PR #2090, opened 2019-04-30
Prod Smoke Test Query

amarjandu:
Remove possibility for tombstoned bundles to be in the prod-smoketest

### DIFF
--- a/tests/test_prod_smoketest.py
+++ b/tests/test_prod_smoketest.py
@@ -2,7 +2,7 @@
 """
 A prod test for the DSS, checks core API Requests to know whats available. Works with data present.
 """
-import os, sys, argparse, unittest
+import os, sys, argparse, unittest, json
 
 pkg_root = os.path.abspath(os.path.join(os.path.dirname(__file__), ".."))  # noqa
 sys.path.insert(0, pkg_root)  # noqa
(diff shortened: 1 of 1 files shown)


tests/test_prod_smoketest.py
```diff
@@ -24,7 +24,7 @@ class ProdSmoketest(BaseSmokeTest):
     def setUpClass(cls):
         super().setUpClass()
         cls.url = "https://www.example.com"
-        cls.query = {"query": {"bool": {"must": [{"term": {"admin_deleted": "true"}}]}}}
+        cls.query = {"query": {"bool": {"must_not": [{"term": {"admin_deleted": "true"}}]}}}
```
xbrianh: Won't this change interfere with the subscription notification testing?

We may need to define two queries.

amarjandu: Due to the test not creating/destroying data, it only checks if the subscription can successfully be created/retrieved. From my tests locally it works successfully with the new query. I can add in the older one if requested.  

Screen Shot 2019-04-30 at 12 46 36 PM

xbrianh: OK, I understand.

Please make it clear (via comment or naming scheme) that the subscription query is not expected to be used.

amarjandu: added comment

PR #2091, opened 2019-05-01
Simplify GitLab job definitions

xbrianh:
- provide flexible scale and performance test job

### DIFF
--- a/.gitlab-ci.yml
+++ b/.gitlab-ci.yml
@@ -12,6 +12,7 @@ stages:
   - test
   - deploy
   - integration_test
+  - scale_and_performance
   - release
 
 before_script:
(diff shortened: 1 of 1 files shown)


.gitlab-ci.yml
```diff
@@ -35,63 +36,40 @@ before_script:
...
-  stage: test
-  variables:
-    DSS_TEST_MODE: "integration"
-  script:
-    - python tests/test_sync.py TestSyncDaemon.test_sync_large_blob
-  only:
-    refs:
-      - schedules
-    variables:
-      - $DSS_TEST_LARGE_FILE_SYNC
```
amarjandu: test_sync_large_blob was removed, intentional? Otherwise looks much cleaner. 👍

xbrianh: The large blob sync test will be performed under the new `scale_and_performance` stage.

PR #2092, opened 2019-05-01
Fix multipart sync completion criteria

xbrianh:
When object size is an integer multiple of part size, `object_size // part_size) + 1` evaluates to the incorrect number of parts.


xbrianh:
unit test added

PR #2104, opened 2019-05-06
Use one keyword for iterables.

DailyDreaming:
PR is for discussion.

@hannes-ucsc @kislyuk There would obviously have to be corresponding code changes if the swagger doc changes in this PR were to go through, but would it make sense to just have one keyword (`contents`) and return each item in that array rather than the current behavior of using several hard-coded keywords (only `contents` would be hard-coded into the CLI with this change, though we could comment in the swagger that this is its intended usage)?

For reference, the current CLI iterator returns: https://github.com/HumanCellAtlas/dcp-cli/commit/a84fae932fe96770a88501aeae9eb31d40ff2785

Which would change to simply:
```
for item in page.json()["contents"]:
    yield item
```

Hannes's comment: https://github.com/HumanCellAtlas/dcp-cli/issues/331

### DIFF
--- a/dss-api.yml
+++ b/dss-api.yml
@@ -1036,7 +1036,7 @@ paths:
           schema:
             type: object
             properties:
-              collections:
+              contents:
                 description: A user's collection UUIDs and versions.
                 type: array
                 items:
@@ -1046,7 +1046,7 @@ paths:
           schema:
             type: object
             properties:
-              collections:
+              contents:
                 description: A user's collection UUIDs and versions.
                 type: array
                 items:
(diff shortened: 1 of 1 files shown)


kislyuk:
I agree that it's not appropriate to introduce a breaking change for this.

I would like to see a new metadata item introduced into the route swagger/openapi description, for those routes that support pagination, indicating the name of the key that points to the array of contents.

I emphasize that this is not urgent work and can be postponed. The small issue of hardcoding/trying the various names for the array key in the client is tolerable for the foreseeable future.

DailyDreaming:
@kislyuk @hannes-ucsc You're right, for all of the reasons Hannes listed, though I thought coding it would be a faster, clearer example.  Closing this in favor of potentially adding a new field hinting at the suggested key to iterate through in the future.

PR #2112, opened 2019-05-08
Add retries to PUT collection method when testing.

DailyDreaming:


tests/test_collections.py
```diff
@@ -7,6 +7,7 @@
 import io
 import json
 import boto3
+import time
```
..........
_BRIEF_
Output all of the entries without altering a single word.

_FINISHED TASK_
PR #2090, opened 2019-04-30
Prod Smoke Test Query

amarjandu:
Remove possibility for tombstoned bundles to be in the prod-smoketest

### DIFF
--- a/tests/test_prod_smoketest.py
+++ b/tests/test_prod_smoketest.py
@@ -2,7 +2,7 @@
 """
 A prod test for the DSS, checks core API Requests to know whats available. Works with data present.
 """
-import os, sys, argparse, unittest
+import os, sys, argparse, unittest, json
 
 pkg_root = os.path.abspath(os.path.join(os.path.dirname(__file__), ".."))  # noqa
 sys.path.insert(0, pkg_root)  # noqa
(diff shortened: 1 of 1 files shown)


tests/test_prod_smoketest.py
```diff
@@ -24,7 +24,7 @@ class ProdSmoketest(BaseSmokeTest):
     def setUpClass(cls):
         super().setUpClass()
         cls.url = "https://www.example.com"
-        cls.query = {"query": {"bool": {"must": [{"term": {"admin_deleted": "true"}}]}}}
+        cls.query = {"query": {"bool": {"must_not": [{"term": {"admin_deleted": "true"}}]}}}
```
xbrianh: Won't this change interfere with the subscription notification testing?

We may need to define two queries.

amarjandu: Due to the test not creating/destroying data, it only checks if the subscription can successfully be created/retrieved. From my tests locally it works successfully with the new query. I can add in the older one if requested.  

Screen Shot 2019-04-30 at 12 46 36 PM

xbrianh: OK, I understand.

Please make it clear (via comment or naming scheme) that the subscription query is not expected to be used.

amarjandu: added comment

PR #2091, opened 2019-05-01
Simplify GitLab job definitions

xbrianh:
- provide flexible scale and performance test job

### DIFF
--- a/.gitlab-ci.yml
+++ b/.gitlab-ci.yml
@@ -12,6 +12,7 @@ stages:
   - test
   - deploy
   - integration_test
+  - scale_and_performance
   - release
 
 before_script:
(diff shortened: 1 of 1 files shown)


.gitlab-ci.yml
```diff
@@ -35,63 +36,40 @@ before_script:
...
-  stage: test
-  variables:
-    DSS_TEST_MODE: "integration"
-  script:
-    - python tests/test_sync.py TestSyncDaemon.test_sync_large_blob
-  only:
-    refs:
-      - schedules
-    variables:
-      - $DSS_TEST_LARGE_FILE_SYNC
```
amarjandu: test_sync_large_blob was removed, intentional? Otherwise looks much cleaner. 👍

xbrianh: The large blob sync test will be performed under the new `scale_and_performance` stage.

PR #2092, opened 2019-05-01
Fix multipart sync completion criteria

xbrianh:
When object size is an integer multiple of part size, `object_size // part_size) + 1` evaluates to the incorrect number of parts.


xbrianh:
unit test added

PR #2104, opened 2019-05-06
Use one keyword for iterables.

DailyDreaming:
PR is for discussion.

@hannes-ucsc @kislyuk There would obviously have to be corresponding code changes if the swagger doc changes in this PR were to go through, but would it make sense to just have one keyword (`contents`) and return each item in that array rather than the current behavior of using several hard-coded keywords (only `contents` would be hard-coded into the CLI with this change, though we could comment in the swagger that this is its intended usage)?

For reference, the current CLI iterator returns: https://github.com/HumanCellAtlas/dcp-cli/commit/a84fae932fe96770a88501aeae9eb31d40ff2785

Which would change to simply:
```
for item in page.json()["contents"]:
    yield item
```

Hannes's comment: https://github.com/HumanCellAtlas/dcp-cli/issues/331

### DIFF
--- a/dss-api.yml
+++ b/dss-api.yml
@@ -1036,7 +1036,7 @@ paths:
           schema:
             type: object
             properties:
-              collections:
+              contents:
                 description: A user's collection UUIDs and versions.
                 type: array
                 items:
@@ -1046,7 +1046,7 @@ paths:
           schema:
             type: object
             properties:
-              collections:
+              contents:
                 description: A user's collection UUIDs and versions.
                 type: array
                 items:
(diff shortened: 1 of 1 files shown)


kislyuk:
I agree that it's not appropriate to introduce a breaking change for this.

I would like to see a new metadata item introduced into the route swagger/openapi description, for those routes that support pagination, indicating the name of the key that points to the array of contents.

I emphasize that this is not urgent work and can be postponed. The small issue of hardcoding/trying the various names for the array key in the client is tolerable for the foreseeable future.

DailyDreaming:
@kislyuk @hannes-ucsc You're right, for all of the reasons Hannes listed, though I thought coding it would be a faster, clearer example.  Closing this in favor of potentially adding a new field hinting at the suggested key to iterate through in the future.

PR #2112, opened 2019-05-08
Add retries to PUT collection method when testing.

DailyDreaming:


tests/test_collections.py
```diff
@@ -7,6 +7,7 @@
 import io
 import json
 import boto3
+import time
```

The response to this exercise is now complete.